- **Work request**
The answer must be a single number: the count of lines in these records that hold "implements".

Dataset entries
- Opening Delimiter -

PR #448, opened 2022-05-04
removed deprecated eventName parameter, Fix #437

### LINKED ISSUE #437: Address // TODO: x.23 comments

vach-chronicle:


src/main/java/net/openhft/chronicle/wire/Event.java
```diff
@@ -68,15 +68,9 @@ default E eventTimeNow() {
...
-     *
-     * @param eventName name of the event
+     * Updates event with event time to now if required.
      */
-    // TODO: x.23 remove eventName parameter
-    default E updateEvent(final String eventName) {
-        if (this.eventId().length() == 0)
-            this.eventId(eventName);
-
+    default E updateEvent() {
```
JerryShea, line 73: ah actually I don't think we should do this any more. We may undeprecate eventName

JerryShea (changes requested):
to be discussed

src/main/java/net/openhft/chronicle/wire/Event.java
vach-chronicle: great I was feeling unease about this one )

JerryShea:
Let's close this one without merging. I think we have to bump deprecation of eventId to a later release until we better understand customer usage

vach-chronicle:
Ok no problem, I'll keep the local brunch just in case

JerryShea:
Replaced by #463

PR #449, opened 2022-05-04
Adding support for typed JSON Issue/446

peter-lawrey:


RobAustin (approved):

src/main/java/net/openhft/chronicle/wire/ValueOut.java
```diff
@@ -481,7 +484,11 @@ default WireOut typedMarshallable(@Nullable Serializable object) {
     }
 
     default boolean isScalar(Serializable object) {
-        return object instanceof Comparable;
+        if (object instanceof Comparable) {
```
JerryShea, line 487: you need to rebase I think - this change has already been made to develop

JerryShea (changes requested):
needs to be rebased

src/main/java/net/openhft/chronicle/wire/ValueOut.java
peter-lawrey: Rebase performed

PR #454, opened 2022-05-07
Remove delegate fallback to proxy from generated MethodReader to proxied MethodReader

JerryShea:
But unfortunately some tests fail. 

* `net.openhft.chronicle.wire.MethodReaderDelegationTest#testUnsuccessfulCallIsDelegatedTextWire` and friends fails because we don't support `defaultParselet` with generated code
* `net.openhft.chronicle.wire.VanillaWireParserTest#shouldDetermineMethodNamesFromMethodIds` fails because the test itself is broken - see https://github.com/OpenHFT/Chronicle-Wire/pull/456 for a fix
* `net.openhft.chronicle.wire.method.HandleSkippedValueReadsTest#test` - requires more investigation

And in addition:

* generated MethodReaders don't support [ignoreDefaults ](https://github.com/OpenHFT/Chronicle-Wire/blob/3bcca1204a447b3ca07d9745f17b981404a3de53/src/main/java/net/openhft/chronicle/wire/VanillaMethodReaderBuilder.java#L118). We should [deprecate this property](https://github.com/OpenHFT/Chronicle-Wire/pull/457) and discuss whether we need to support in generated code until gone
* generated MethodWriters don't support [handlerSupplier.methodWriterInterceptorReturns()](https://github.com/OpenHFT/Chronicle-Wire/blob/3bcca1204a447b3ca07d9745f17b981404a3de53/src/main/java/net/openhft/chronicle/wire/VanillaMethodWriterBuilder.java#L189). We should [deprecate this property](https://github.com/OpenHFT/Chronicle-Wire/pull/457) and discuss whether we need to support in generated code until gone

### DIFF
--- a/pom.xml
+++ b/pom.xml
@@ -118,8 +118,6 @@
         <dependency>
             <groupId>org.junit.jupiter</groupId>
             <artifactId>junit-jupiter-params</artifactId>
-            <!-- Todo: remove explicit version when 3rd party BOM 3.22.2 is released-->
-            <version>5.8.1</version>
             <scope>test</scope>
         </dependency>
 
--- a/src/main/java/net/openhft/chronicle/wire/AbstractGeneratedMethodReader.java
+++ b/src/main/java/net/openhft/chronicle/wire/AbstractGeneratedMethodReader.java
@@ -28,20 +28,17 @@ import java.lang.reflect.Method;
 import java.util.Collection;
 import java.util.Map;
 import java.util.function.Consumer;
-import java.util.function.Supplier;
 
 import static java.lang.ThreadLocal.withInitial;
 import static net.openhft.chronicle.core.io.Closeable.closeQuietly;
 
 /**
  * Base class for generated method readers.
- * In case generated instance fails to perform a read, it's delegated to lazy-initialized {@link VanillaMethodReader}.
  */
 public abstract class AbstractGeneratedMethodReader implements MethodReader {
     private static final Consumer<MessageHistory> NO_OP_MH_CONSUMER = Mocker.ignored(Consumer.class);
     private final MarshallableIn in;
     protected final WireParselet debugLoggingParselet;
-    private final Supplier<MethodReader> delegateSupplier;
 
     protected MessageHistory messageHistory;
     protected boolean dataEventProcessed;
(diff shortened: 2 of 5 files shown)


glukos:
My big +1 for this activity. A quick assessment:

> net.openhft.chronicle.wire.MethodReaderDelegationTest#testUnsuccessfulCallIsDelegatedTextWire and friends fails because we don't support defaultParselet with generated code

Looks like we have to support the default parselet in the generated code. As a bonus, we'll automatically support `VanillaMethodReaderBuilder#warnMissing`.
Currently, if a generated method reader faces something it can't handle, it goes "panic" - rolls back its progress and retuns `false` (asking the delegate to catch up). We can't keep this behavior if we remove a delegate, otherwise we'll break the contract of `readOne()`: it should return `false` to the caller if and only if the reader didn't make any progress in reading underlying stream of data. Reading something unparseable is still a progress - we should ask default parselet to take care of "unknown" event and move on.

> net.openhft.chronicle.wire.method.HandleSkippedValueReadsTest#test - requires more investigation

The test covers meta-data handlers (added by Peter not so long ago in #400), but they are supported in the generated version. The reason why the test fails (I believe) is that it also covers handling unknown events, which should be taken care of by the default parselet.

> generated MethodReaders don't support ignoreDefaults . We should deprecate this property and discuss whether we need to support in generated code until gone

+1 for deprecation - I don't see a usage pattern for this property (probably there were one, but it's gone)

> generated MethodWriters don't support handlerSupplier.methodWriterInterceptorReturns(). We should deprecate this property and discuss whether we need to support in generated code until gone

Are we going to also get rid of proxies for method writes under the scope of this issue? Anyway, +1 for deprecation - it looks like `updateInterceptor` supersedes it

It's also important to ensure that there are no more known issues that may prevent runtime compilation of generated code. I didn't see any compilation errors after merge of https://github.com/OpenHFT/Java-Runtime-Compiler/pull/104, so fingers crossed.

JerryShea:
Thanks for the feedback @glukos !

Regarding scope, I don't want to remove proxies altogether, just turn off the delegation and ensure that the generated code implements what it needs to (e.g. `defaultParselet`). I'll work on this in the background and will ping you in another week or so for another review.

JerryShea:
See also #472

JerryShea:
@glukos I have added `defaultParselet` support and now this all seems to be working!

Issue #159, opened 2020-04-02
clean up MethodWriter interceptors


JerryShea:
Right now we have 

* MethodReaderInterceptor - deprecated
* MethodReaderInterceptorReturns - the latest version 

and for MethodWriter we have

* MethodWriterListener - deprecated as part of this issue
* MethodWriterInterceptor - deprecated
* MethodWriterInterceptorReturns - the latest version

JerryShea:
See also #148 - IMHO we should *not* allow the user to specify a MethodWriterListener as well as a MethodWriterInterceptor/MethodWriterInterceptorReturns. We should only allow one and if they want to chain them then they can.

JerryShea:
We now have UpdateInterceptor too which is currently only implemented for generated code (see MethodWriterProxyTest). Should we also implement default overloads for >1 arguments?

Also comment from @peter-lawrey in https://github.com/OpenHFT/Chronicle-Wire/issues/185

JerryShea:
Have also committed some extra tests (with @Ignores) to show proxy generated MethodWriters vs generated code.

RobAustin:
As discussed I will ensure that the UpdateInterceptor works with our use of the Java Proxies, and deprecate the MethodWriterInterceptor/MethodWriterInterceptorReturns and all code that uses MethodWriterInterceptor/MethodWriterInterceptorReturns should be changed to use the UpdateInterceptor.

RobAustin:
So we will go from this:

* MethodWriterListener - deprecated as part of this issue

- Closing Delimiter -

- **Answer to this problem**
2